| What this task involves |
Return, word for word, only the lines from the one containing "- If **both**" through the last line of the entries.

| Recorded data |
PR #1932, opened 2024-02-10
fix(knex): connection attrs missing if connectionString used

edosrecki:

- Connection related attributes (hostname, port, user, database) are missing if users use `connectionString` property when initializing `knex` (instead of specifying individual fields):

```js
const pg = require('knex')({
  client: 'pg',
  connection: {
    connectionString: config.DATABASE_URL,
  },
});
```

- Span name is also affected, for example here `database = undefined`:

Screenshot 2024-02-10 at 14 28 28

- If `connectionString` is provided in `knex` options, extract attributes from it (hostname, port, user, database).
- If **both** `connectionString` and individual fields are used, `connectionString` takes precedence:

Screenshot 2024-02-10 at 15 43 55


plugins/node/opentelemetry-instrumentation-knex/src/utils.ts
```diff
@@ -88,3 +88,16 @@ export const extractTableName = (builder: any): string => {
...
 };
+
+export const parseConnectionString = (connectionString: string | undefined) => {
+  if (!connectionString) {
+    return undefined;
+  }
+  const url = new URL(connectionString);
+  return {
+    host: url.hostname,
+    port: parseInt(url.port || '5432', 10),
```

| Result |
- If **both** `connectionString` and individual fields are used, `connectionString` takes precedence:

Screenshot 2024-02-10 at 15 43 55


plugins/node/opentelemetry-instrumentation-knex/src/utils.ts
```diff
@@ -88,3 +88,16 @@ export const extractTableName = (builder: any): string => {
...
 };
+
+export const parseConnectionString = (connectionString: string | undefined) => {
+  if (!connectionString) {
+    return undefined;
+  }
+  const url = new URL(connectionString);
+  return {
+    host: url.hostname,
+    port: parseInt(url.port || '5432', 10),
```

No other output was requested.